PR #541, opened 2023-11-16
Poetry

ctr26:
Hi again,

Am I ok to add poetry dependency stuff to the pyproject toml?

Thanks

Craig

### DIFF
--- a/.github/workflows/build.yml
+++ b/.github/workflows/build.yml
@@ -26,7 +26,7 @@ jobs:
     runs-on: ubuntu-latest
     strategy:
       matrix:
-        python-version: [3.7, 3.8, 3.9]
+        python-version: [3.8, 3.9]
 
     steps:
     - uses: actions/checkout@v3
--- a/pyproject.toml
+++ b/pyproject.toml
@@ -20,13 +20,15 @@ typing-extensions = "^4.8.0"
 lxml = "^4.9.3"
 torch = "^2.1.1"
 
-[tool.poetry.group.test.dependencies]
-pytest-cov = "^4.1.0"
-black = "^23.11.0"
-pyright = "^1.1.336"
-pooch = "^1.8.0"
-pre-commit = "^3.5.0"
-pytest = "^7.4.3"
+pytest-cov = {version="^4.1.0", optional = true}
+black = {version="^23.11.0", optional = true}
+pyright = {version="^1.1.336", optional = true}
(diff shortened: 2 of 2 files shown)


FynnBe:
I haven't used poetry myself, so please keep that in mind... 
Couple questions
- benefits over mamba?
- dependencies in yet another location? setup.py, environment.yaml... and now poetry? (how) can this be simplified?

stricter pinning which seems to be promoted by the use of poetry seems nice, but we don't want pin too strictly as this library should be easy to add to other envs.

ctr26:
Poetry is mamba compatible, poetry just completely replaces the old setup.py stuff. 

So with this implementation you can run `pip install .` or  `pip install pip install git+https://github.com/bioimage-io/spec-bioimage-io.git` or people who dont want to use conda for instance

ctr26:
Realistically your env file could just then be 

```

channels:
- anaconda
- defaults
dependencies:
- pip
- pip:
  - -e .
```

ctr26:
Poetry also has built in functionality for pushing and building straight to Pypy

FynnBe:
ah, so we can remove setup.py then?
but it's not possible to install packages from conda channels using poetry?

ctr26:
Exactly.

ctr26:
As for the current error on ci, pip is supposed to work out of the box with pyproject tomls that have poetry in them, so I need to figure out why it's failing

ctr26:
More generally I tend to only use conda for installing packages that don't work outright on pypi, like the cudatoolkit; which is usually compiled binaries I've found.

jmetz:
Ahh, the good old dependency management fun-and-games 😅

I haven't used poetry extensively but my initial impressions are that it's reasonably good, and adding the option of using poetry seems like a good idea. 

On a related note, I'm keeping an eye on rye (rye-up.com), as it seems like it has a lot of potential to solve a lot of the python installation/distribution/dependency management issues. That said, it _could_ end up being just another anaconda/mamba etc etc... Though Armin's contributions to the python ecosystem have been pretty solid in the past, so I'm hopeful about this latest one.

FynnBe:
still not 100% onboard, but doesn't look like it hurts, if you maintain it.
It shouldn't interfer with the cond build though: `ModuleNotFoundError: No module named 'poetry'` ... so if it could be separate. like an optional dependency that would be great.. or is that not feasible somehow??

FynnBe:
closing due to inactivity

PR #567, opened 2024-03-18
0.5.1

### LINKED ISSUE #462: Slash in the name
It looks like the validator in the uploader doesn't throw error when there is a slash in the model name.

FynnBe:
add 'ensure_dtype' operations to default pre- and postprocessing
and other changes, see changelog in README.md

Fixes #462


bioimageio/spec/model/v0_5.py
```diff
@@ -1103,7 +1115,14 @@ class InputTensorDescr(TensorDescrBase[InputAxis]):
...
 
     preprocessing: List[PreprocessingDescr] = Field(default_factory=list)
-    """Description of how this input should be preprocessed."""
+    """Description of how this input should be preprocessed.
+
+    notes:
+    - If preprocessing does not start with an 'ensure_dtype' entry, it is added
+      to ensure a tensor's input data type matches the tensor's data description.
+    - If preprocessing does not end with an 'ensure_dtype' or 'binarize' entry, it is added
+      to ensure preprocessing steps are not unintentionally chaning the data type.
```
FynnBe, line 1124:
```suggestion
    notes:
    - If preprocessing does not start with an 'ensure_dtype' entry, it is added
      to ensure an input tensor's data type matches the input tensor's data description.
    - If preprocessing does not end with an 'ensure_dtype' or 'binarize' entry, an 
      'ensure_dtype' step is added to ensure preprocessing steps are not unintentionally 
      changing the data type.
```

PR #584, opened 2024-04-15
add input axis flag `concatenable`

FynnBe:
initiated by @constantinpape feedback to the current version and as discussed with @constantinpape and @Tomaz-Vieira separately offline: we need to distinguish between the sample axis length and the block axis length, i.e. we need to know if the axis described has the size of the block or the sample.


FynnBe:
merged for now. it's a minor change and purely optional fields, we can improve on this in future releases if needed

PR #250, opened 2024-06-10
IBX-8378: Fixed handling non-indexable field types

vidarl:
| :ticket: Issue | [IBX-8378](https://issues.ibexa.co/browse/IBX-8378) |
|----------------|-----------|

When making a custom field type, it must implement [Indexable](https://doc.ibexa.co/en/latest/api/php_api/php_api_reference/classes/Ibexa-Contracts-Core-FieldType-Indexable.html#methods) (even though the field content should **not** be searchable) or else the solr bundle will return exception:
```
OutOfBoundsException:
Field Type "mycustomfieldtype" is not indexable. Provide Ibexa\Contracts\Core\FieldType\Indexable implementation and register it with the "ibexa.field_type.indexable" tag.
 
  at vendor/ibexa/core/src/lib/Search/Common/FieldRegistry.php:39
  at Ibexa\Core\Search\Common\FieldRegistry->getType('ezuser')
     (vendor/ibexa/solr/src/lib/FieldMapper/ContentTranslationFieldMapper/BlockDocumentsContentFields.php:79)
```

Legacy search and Elastic search will not throw any errors.

It is a bit unclear to me if it is intended that all fieldtypes must implement Indexable or not.
pro:
 - All core fieldtypes implement Indexable, [also those that is not searchable](https://github.com/ezsystems/ezplatform-kernel/blob/c88c39759cb12c701314e541a8ae499e6f70bfca/eZ/Publish/Core/settings/indexable_fieldtypes.yml#L119-L138)

cons:
 - [Documentation](https://doc.ibexa.co/en/latest/content_management/field_types/field_type_search/) doesn't say it is required unless you want data be searchable
 - All other search engine adapters (legacy search and elastic) doesn't require it.

So either documentation should be updated or Solr bundle should behave as the other search engine adapters. This PR adds support in Solr for not having to implement Indexable


lib/FieldMapper/ContentTranslationFieldMapper/BlockDocumentsContentFields.php
```diff
@@ -74,7 +74,7 @@ public function mapFields(Content $content, $languageCode)
             }
 
             foreach ($contentType->fieldDefinitions as $fieldDefinition) {
-                if ($fieldDefinition->id !== $field->fieldDefinitionId) {
+                if ($fieldDefinition->id !== $field->fieldDefinitionId || !$fieldDefinition->isSearchable) {
```
alongosz, line 77: AFAICS indeed Indexable can be skipped within the current Repository's Search architecture. What I don't follow is the fact that you're checking here `isSearchable` instead of checking if there's indexable implementation (not sure if this can be directly inferred from the variables you have here though).

Q:

1. Does not implementing `Indexable` mean that `isSearchable` is false?
2. Am I able now to uncheck Is Searchable for a field type that is indexable?
3. Is isSearchable unchecked for fields that are not Indexable? (that probably would answer my initial comment above.

vidarl: This is basically how [ElasticSearch implementation does the same thing](https://github.com/ezsystems/ezplatform-elastic-search-engine/blob/1.2/src/lib/DocumentMapper/DocumentFactory.php#L337).

1. Does not implementing `Indexable` mean that `isSearchable` is false?
1.1 Yes. In admin-ui "Searchable" is grayed out. On API level setting FieldDefinitionCreateStruct.isSearchable=true will cause validation error
2. Am I able now to uncheck Is Searchable for a field type that is indexable?
2.1 Yes, as before you need to re-index in order to make it have any effect on existing content though.
3. Is isSearchable unchecked for fields that are not Indexable? (that probably would answer my initial comment above.
3.1 Yes, it is

So the easiest way is to simply check for `isSearchable`. It could be an option to add a [isIndexable member to FieldRegistry](https://github.com/ezsystems/ezplatform-kernel/blob/1.3/eZ/Publish/Core/Search/Common/FieldRegistry.php#L15). But in the mapper you would then ending up having to check for both isSearchable and isIndexable so it will only have a semantic ( it that is the correct word) meaning

alongosz: Thanks for the clarification :+1:

alongosz (approved):

konradoboza (approved):

tomaszszopinski (approved):
QA approved on IbexaDXP 3.3 commerce.

PR #302, opened 2020-10-11
Wip/lapi catch panic

buixor:
add a defer'ed function to catch panic in each and all go-routines. According to what I've read we can't catch it globally. Could add a wrapper, but as we use both tombs and direct goroutines, it would be painful :)


registergoofy (commented):
lgtm

PR #309, opened 2020-10-19
[wip/lapi] profiles

buixor:


pkg/models/helpers.go
```diff
@@ -0,0 +1,12 @@
+package models
+
```
buixor, line 2: can we move this to exprhelpers ?

PR #311, opened 2020-10-19
Update README.md

donatj:
> image

As it is, it is not immediately apparent that the Redhat specific instructions are *not* the curl line below the `for RedHat based distributions` heading.

This cleans up the installation instructions a little to look like

> image


buixor (approved):
lgtm, thanks for your contribution !

PR #313, opened 2020-10-20
pkg/cwhub: fix dropped error

alrs:
An error variable was being passed in to `parser_visit()`, and then ignored. This is a fix.


buixor:
Hello,

sorry for the huge delay :sweat_smile: this is kinda outdated and was breaking stuff, closing.

PR #315, opened 2020-10-20
[wip_lapi] make apil communicate with apic

AlteredCoder:
- add code in apil to communicate with APIC
- fix bug in apiserver
- make apiserver catch user agent to update machines/bouncers version and name
- make useragent configurable by client in `apiclient`
- display version and type for bouncers/machines in cscli


cmd/crowdsec/api.go
```diff
@@ -17,26 +17,22 @@ func initAPIServer() (*apiserver.APIServer, error) {
...
+func serveAPIServer(apiServer *apiserver.APIServer) error {
 	apiTomb.Go(func() error {
-		defer types.CatchPanic("serveAPIServer")
-		log.Info("local API server starting")
-		<-apiTomb.Dying() // lock until go routine is dying
-		if err := apiServer.Shutdown(); err != nil {
-			log.Fatalf(err.Error())
-		}
+		defer types.CatchPanic("crowdsec/serveAPIServer")
+		go func() {
```
buixor, line 23: do we need the go-routine just here within the tomb ? isn't it redundant ?

cmd/crowdsec/serve.go
```diff
@@ -218,21 +218,19 @@ func Serve() error {
...
 		if err != nil {
-			return fmt.Errorf("unable to init api server: %s", err)
+			return errors.Wrap(err, "api server init")
 		}
 		if !cConfig.Crowdsec.LintOnly {
-			err := runAPIServer(apiServer)
-			if err != nil {
-				return fmt.Errorf("unable to run api server: %s", err)
+			if err := serveAPIServer(apiServer); err != nil {
+				return err
```
buixor, line 225: maybe a wrapf here :)

pkg/apiserver/apic.go
```diff
@@ -0,0 +1,231 @@
...
+		return ret, errors.Wrapf(err, "parse local API URL '%s': %v ", config.Credentials.URL, err.Error())
+	}
+
+	password := strfmt.Password(config.Credentials.Password)
+	t := &apiclient.JWTTransport{
+		MachineID: &config.Credentials.Login,
+		Password:  &password,
+	}
+
+	pullInterval, err := time.ParseDuration(PullInterval)
```
buixor, line 57: You don't want to make it part of OnlineApiClientCfg ? (same goes for pushInterval and MetricsInterval)

pkg/apiserver/apic.go
```diff
@@ -0,0 +1,231 @@
...
+		select {
+		case <-a.pushTomb.Dying(): // if one apic routine is dying, do we kill the others?
+			a.pullTomb.Kill(nil)
+			a.metricsTomb.Kill(nil)
+			log.Infof("push tomb is dying, sending cache (%d elements) before exiting", len(cache))
+			err := a.Send(cache)
+			return err
+		case <-ticker.C:
+			// flush
+			a.mu.Lock()
```
buixor, line 102: for the lock dance I think we want to minimize the lock time :
```golang
Lock()
copy := existing
Unlock()
Send()
```

pkg/apiserver/apic.go
```diff
@@ -0,0 +1,231 @@
...
+				return errors.Wrap(err, "pull top")
+			}
+			if a.startup {
+				a.startup = false
+			}
+			for _, decision := range data.New {
+				alertCreated, err := a.dbClient.Ent.Alert.
+					Create().
+					SetScenario(*decision.Scenario).
+					SetSourceIp(*decision.Value).
```
buixor, line 140: I thin we want to set origin as consensus or something like that? It will allow user to easily see the decisions that are coming from the consensus

pkg/apiserver/apic.go
```diff
@@ -0,0 +1,231 @@
...
+					SetScope(*decision.Scope).
+					SetOwner(alertCreated).Save(a.dbClient.CTX)
+				if err != nil {
+					log.Fatalf("failed creating decision from top: %v", err)
+				}
+			}
+			log.Printf("pull top: added %d entries", len(data.New))
+
+			var filter map[string][]string
+			for _, decision := range data.Deleted {
```
buixor, line 174: I think we want to process `Deleted` before `Added` in case we would have a deleted and added decision on a similar scope within the same pull ?

buixor (changes requested):
cool wip, I think I missed the monitoring of tombs for push/pull/metrics/ so that we can shutdown when one of this routines dies

pkg/apiserver/apic.go
```diff
@@ -0,0 +1,256 @@
...
+				alertCreated, err := a.dbClient.Ent.Alert.
+					Create().
+					SetScenario(*decision.Scenario).
+					SetSourceIp(*decision.Value).
+					//SetSourceAsNumber(alert["as_num"]).
+					//SetSourceAsName(alert["as_org"]).
+					//SetSourceCountry(alert["country"]).
+					Save(a.dbClient.CTX)
+				if err != nil {
+					log.Fatalf("unable to create alors from topX: %s", err)
```
buixor, line 172: maybe we want to return error here instead ?

pkg/apiserver/apic.go
```diff
@@ -0,0 +1,256 @@
...
+				}
+
+				duration, err := time.ParseDuration(*decision.Duration)
+				if err != nil {
+					log.Fatalf("unable to parse decision duration '%s': %s", *decision.Duration, err)
```
buixor, line 177: maybe we want to return error here instead ?

pkg/apiserver/apic.go
```diff
@@ -0,0 +1,256 @@
...
+				}
+				startIP, endIP, err := controllers.GetIpsFromIpRange(*decision.Value)
+				if err != nil {
+					log.Fatalf("failed querying alerts: Range %v is not valid", *decision.Value)
```
buixor, line 181: maybe we want to return error here instead ?

pkg/apiserver/apic.go
```diff
@@ -0,0 +1,256 @@
...
+					SetScenario(*decision.Scenario).
+					SetType(*decision.Type).
+					SetStartIP(startIP).
+					SetEndIP(endIP).
+					SetValue(*decision.Value).
+					SetScope(*decision.Scope).
+					SetOrigin("crowdsec-api").
+					SetOwner(alertCreated).Save(a.dbClient.CTX)
+				if err != nil {
+					log.Fatalf("failed creating decision from top: %v", err)
```
buixor, line 195: maybe we want to return error here instead ?

pkg/apiserver/middlewares/v1/api_key.go
```diff
@@ -89,6 +91,22 @@ func (a *APIKey) MiddlewareFunc() gin.HandlerFunc {
 			}
 		}
 
+		useragent := strings.Split(c.Request.UserAgent(), "/")
+
+		if len(useragent) != 2 {
+			log.Errorf("bad user agent from ('%s') : %s", useragent, c.ClientIP())
+			c.JSON(http.StatusForbidden, gin.H{"message": "bad user agent"})
```
buixor, line 98: maybe it's a bit aggressive to return a 403 if we don't like the user-agent format ? can't we just silently skip it ?

buixor (changes requested):
minor changes

PR #322, opened 2020-10-22
Wip/lapi cscli dedup

buixor:
- To make `cscli decisions list` output more friendly & concise, merge decisions on `{source,type,scope}` to avoid repeating items


AlteredCoder (commented):
The code seems ok :+1:
But it looks like you don't keep the decisions with the longest expiration ?

PR #323, opened 2020-10-22
added detail regarding platforms/architectures

8go:
- I made the mistake of following your instructions without thinking too much
- the installation failed. I quickly realized it was because your installation only works on amd64 platform
- to avoid that others make the same mistake I added a few lines to clarify and point other platform users into the right direction


erenJag (approved):
Thanks for you contribution. Indeed we forgot specifying that sorry!
We'll create an issue regarding other platforms to be available in the next releases.

PR #327, opened 2020-10-23
cscli : properly honor the --force flag of upgrade

buixor:
- honor the `--force` flag of `cscli upgrade` to avoid user having to force install over


registergoofy (approved):
lgtm

PR #328, opened 2020-10-23
check if delete alert is from localhost

AlteredCoder:


buixor:
I think we want to amend the `cscli alerts delete` command to indicate it

buixor (approved):
lgtm

Issue #333, opened 2020-10-27
Improvement/Makefile Build process should check for a minimum of Go 1.13


zathras777:
When building using make build, the version of Go should be checked.

My initial attempt at building was on an older system with Go 1.10 installed which led to a failed build. As a minimum of Go 1.13 appears to be required it would have been far better to have this highlighted by a simple check in the makefile.

Also, I totally missed the 1.13 requirement in the docs prior to building, so maybe it should be clearer?

buixor:
Thanks for the report, 110% agreed :)

buixor:
Hello,

Out of curiosity, what `Makefile` command did you use to build? Was going to fix it and I thought that a lot of the targets already check for golang version (ie. https://github.com/crowdsecurity/crowdsec/blob/master/Makefile#L62)

Thanks!

zathras777:
I followed the instructions and did

$ make build
rm -f crowdsec
CURRENT_GOVERSION="1.15.2"
RESPECT_VERSION=" 1.13"

While this is good and makes sense, when the version was lower it should
probably have stopped? With the older version it simply carried on and
promptly failed.

buixor:
fixed on master, thanks !

PR #338, opened 2020-10-29
minor improvements : makefile + `cscli api register`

● Exercise goal
The answer must consist of each line from the data that includes the string "Contracts".

● Response
When making a custom field type, it must implement [Indexable](https://doc.ibexa.co/en/latest/api/php_api/php_api_reference/classes/Ibexa-Contracts-Core-FieldType-Indexable.html#methods) (even though the field content should **not** be searchable) or else the solr bundle will return exception:
Field Type "mycustomfieldtype" is not indexable. Provide Ibexa\Contracts\Core\FieldType\Indexable implementation and register it with the "ibexa.field_type.indexable" tag.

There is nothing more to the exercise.